[Saved data entries]

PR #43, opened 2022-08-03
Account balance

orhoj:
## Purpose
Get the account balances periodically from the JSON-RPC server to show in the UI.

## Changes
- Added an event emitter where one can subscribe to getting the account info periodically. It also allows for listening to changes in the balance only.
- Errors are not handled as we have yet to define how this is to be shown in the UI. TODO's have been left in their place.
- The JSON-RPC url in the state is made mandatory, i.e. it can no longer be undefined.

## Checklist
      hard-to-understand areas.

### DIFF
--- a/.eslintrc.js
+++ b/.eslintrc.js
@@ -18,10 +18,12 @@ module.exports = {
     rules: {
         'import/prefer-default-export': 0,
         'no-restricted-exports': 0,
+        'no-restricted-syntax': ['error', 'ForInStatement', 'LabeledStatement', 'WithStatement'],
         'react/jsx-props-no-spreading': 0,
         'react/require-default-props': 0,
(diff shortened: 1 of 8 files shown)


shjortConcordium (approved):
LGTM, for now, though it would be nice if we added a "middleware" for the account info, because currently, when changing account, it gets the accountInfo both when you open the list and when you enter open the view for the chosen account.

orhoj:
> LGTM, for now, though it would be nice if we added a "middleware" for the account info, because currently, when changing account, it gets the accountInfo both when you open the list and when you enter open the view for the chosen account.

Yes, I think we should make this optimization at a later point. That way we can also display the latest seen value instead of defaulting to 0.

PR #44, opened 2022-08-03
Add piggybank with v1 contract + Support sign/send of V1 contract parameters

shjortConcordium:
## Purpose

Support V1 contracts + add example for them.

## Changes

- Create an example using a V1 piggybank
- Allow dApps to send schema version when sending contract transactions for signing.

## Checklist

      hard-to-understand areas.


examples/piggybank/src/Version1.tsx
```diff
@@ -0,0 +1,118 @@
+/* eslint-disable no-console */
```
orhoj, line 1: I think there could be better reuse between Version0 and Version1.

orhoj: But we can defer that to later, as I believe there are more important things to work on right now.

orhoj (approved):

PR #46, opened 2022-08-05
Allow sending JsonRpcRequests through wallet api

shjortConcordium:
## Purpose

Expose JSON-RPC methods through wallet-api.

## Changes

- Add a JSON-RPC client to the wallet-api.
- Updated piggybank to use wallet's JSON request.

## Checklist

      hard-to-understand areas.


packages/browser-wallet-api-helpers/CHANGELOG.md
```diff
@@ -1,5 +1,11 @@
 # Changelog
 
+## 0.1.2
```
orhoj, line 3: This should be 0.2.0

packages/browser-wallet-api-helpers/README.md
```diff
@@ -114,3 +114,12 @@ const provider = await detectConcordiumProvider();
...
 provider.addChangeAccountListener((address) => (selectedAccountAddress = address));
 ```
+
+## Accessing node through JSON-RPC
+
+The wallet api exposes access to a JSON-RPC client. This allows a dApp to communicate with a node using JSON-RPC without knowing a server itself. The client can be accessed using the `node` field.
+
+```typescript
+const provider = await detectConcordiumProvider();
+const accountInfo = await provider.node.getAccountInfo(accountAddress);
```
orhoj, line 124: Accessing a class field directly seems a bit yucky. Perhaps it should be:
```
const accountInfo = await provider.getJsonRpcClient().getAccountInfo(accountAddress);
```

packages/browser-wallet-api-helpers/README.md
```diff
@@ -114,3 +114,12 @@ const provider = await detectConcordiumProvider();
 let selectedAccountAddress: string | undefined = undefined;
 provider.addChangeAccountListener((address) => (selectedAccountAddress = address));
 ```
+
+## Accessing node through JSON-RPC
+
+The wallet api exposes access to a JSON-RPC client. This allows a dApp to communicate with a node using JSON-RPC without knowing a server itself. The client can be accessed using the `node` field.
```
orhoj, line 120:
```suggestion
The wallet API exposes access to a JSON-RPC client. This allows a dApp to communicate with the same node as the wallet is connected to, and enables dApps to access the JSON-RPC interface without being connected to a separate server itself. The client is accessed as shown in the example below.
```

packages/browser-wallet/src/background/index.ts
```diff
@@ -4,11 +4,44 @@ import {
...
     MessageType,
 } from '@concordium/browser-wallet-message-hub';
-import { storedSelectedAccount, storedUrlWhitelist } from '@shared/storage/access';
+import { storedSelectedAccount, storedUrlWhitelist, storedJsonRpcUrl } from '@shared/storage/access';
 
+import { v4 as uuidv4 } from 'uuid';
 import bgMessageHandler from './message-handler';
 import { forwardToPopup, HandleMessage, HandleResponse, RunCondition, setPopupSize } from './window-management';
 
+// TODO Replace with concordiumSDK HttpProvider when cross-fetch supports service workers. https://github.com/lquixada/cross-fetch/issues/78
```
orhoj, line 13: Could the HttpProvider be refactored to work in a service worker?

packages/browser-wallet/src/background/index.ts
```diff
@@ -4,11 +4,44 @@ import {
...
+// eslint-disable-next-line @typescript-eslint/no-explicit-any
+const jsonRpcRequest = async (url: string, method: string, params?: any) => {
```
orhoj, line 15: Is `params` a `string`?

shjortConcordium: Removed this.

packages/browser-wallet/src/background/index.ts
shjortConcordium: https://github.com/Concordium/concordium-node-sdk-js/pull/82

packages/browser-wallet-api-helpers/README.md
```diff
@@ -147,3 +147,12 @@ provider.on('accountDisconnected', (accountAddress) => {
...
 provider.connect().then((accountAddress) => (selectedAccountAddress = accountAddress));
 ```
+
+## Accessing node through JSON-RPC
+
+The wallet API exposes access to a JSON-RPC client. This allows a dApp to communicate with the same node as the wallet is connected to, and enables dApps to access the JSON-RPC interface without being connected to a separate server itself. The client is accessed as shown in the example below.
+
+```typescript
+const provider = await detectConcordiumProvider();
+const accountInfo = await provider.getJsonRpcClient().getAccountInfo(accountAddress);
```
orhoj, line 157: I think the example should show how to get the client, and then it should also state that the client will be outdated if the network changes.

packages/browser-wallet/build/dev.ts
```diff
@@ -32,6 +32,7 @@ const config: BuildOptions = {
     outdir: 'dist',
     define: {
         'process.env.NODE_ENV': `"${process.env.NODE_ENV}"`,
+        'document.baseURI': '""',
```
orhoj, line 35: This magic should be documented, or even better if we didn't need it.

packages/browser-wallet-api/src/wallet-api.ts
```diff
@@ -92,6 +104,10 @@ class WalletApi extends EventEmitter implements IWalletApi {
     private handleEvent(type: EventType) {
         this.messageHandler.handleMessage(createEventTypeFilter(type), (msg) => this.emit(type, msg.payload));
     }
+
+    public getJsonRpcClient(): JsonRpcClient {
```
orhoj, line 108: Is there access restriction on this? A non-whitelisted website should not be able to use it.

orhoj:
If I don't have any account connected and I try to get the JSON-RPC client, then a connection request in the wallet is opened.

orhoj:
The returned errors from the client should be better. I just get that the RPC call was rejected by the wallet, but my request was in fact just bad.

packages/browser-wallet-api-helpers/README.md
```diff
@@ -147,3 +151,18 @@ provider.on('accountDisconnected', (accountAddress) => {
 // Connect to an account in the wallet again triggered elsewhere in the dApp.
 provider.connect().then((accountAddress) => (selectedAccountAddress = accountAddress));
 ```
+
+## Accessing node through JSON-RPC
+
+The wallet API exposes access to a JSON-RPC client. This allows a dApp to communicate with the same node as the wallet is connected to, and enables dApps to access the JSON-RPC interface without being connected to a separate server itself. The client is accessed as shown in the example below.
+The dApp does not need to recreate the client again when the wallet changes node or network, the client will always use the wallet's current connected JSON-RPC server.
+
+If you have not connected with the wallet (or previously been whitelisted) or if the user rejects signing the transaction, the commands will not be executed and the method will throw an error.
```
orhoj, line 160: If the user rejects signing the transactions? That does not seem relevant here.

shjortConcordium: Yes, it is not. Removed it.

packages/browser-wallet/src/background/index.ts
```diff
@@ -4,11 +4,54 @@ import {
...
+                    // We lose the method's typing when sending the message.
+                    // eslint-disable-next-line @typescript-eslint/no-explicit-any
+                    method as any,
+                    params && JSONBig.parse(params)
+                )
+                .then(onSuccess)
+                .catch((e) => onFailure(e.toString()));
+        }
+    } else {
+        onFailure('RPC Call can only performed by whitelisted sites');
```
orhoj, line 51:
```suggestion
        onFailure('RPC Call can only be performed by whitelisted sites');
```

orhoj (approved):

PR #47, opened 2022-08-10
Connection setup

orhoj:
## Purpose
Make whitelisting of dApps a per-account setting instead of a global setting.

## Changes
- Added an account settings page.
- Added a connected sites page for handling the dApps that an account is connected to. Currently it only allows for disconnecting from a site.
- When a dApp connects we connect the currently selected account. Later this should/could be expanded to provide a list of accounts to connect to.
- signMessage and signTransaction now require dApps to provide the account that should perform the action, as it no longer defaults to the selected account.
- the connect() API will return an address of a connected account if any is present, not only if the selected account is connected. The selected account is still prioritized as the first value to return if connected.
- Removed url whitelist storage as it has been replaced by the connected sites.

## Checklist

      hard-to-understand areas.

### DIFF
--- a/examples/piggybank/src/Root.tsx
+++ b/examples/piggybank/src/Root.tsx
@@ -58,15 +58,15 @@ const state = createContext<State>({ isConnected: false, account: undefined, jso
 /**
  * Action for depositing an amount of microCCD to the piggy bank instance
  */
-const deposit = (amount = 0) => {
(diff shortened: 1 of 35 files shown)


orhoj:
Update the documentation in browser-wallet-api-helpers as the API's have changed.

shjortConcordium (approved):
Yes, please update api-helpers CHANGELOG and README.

...

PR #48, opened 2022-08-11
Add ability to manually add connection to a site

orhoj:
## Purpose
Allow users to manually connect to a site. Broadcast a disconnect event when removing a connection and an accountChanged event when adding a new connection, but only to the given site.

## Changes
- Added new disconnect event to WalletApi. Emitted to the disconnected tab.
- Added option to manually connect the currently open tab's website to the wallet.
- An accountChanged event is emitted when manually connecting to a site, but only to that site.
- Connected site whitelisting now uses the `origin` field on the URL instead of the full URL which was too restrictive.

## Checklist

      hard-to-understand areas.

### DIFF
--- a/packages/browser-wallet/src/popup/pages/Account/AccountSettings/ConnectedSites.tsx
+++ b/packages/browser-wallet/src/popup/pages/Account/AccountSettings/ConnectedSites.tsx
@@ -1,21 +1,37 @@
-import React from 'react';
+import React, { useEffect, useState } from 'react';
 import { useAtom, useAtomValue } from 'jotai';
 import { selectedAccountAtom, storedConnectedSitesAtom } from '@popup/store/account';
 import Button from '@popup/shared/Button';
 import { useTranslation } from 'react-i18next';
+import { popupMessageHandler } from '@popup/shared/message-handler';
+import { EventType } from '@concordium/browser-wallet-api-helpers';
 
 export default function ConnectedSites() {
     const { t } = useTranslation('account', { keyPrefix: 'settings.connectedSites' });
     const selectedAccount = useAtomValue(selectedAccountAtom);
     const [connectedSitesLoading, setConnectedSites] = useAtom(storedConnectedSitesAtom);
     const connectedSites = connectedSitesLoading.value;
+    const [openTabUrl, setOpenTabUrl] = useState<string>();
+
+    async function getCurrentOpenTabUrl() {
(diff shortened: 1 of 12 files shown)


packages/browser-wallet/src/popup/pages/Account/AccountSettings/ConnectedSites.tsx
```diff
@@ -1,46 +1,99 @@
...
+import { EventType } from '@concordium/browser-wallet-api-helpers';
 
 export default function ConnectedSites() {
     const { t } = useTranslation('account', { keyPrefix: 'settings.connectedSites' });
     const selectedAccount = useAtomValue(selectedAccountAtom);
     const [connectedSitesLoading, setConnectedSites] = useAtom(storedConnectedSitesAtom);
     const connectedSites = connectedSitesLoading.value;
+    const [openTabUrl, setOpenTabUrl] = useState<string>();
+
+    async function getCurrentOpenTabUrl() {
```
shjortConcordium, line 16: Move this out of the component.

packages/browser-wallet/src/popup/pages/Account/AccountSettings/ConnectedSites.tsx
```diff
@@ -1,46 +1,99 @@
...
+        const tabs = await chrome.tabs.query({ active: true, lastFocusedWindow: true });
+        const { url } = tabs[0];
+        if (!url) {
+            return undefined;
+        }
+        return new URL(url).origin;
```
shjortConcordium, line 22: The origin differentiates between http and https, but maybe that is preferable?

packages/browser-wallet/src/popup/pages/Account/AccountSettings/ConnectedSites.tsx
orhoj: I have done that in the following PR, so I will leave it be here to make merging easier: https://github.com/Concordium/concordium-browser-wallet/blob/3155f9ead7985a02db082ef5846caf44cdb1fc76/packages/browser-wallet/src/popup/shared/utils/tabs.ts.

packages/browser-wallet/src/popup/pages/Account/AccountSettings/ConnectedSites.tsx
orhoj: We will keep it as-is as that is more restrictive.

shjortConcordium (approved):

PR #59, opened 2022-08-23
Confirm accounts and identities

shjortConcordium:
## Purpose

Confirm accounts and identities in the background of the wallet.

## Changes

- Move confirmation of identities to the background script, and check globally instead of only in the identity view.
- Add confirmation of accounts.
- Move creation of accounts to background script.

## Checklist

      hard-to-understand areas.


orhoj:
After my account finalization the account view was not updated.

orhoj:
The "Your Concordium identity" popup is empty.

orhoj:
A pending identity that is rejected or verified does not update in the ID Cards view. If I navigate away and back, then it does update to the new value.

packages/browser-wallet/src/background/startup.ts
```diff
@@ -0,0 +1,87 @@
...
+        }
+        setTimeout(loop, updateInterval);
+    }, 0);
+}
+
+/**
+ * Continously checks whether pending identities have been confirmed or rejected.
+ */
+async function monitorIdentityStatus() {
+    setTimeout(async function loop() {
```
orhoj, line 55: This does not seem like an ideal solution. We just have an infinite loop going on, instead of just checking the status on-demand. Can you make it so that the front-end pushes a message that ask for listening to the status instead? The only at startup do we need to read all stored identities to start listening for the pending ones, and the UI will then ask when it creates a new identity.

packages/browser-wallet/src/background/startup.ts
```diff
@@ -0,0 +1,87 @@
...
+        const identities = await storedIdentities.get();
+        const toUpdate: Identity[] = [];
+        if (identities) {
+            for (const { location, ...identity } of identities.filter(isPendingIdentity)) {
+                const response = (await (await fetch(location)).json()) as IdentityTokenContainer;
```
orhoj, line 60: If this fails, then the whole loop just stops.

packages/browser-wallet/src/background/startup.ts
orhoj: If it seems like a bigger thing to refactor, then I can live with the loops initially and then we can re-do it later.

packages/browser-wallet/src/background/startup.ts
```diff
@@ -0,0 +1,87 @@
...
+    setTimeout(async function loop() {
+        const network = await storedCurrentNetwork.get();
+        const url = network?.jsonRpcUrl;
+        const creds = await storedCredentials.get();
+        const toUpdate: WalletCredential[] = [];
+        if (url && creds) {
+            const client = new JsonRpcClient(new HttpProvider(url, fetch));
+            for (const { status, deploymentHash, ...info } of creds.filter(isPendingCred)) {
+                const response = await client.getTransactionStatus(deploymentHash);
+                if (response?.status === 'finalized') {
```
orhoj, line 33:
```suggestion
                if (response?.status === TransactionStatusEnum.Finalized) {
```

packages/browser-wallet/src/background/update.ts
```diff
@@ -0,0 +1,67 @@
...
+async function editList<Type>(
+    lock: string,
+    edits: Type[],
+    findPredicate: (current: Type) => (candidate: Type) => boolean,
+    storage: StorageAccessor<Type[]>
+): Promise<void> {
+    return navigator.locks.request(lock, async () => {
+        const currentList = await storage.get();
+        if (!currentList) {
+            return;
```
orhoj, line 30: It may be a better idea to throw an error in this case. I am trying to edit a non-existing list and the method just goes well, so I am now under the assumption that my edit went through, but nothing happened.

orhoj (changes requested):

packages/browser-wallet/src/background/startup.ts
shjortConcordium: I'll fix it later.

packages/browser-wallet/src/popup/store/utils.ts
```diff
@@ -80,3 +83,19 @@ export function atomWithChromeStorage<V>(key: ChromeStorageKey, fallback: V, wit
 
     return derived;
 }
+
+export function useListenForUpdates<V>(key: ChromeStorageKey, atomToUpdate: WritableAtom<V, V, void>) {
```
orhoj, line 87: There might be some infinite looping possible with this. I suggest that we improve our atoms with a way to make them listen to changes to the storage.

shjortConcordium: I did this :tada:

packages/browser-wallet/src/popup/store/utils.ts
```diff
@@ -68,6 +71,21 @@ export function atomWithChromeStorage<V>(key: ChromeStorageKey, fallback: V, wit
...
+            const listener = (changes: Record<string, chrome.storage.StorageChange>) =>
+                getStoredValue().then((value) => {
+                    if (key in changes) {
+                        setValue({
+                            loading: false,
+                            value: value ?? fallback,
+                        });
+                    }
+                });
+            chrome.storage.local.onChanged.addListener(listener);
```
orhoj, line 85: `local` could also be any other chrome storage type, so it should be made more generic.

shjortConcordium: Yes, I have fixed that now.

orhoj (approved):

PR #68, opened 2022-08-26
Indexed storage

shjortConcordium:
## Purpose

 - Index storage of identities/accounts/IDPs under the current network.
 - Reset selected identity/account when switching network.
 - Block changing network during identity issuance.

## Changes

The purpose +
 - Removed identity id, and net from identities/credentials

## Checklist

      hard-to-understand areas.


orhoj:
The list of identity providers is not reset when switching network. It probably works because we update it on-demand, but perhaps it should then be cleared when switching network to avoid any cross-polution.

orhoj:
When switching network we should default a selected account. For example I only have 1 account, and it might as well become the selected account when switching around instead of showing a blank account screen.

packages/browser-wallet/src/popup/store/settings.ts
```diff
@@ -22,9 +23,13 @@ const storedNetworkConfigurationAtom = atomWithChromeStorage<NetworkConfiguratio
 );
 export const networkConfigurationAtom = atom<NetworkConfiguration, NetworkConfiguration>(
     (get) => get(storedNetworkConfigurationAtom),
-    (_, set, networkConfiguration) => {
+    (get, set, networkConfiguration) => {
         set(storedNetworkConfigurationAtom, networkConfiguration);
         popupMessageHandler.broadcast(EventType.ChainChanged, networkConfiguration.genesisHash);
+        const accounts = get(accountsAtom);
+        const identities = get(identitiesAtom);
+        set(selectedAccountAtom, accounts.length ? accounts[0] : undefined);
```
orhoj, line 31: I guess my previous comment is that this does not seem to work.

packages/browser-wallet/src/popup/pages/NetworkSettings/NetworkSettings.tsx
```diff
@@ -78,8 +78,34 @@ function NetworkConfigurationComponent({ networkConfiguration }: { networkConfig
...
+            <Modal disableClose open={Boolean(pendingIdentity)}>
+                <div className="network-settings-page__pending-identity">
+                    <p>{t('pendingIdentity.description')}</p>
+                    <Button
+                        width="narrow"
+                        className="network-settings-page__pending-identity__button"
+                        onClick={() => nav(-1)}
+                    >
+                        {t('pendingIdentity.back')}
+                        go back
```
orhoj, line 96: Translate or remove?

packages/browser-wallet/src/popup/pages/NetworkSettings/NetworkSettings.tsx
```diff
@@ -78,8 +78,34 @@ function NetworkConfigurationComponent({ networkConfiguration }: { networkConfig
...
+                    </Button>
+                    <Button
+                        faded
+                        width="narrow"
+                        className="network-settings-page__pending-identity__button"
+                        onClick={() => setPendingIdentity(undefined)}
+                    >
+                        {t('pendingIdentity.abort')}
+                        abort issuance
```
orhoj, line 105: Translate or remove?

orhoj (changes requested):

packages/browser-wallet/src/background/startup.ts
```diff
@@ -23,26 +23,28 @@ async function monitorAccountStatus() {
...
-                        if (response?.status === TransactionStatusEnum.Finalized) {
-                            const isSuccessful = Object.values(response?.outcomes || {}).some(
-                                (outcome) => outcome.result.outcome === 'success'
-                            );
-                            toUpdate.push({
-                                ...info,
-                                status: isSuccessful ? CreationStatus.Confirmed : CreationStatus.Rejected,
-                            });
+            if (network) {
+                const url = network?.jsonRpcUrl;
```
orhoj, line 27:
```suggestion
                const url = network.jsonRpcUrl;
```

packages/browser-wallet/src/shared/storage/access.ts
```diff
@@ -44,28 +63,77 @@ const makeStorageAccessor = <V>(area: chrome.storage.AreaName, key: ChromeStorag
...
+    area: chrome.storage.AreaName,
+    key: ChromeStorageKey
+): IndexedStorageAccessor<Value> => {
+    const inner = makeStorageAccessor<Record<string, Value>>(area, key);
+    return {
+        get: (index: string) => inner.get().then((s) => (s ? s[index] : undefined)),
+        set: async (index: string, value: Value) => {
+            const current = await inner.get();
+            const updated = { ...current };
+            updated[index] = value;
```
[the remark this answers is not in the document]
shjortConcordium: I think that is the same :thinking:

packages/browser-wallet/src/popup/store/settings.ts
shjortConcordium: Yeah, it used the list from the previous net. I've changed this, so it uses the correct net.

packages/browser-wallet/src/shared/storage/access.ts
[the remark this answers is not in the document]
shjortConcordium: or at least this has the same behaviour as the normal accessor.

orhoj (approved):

Problem statement: In the entries above, find the line with "PR #43, opened 2022-08-03" and the line with "- Added an event", then restate word for word both of them and every line between, with nothing more.

Answer box:
PR #43, opened 2022-08-03
Account balance

orhoj:
## Purpose
Get the account balances periodically from the JSON-RPC server to show in the UI.

## Changes
- Added an event emitter where one can subscribe to getting the account info periodically. It also allows for listening to changes in the balance only.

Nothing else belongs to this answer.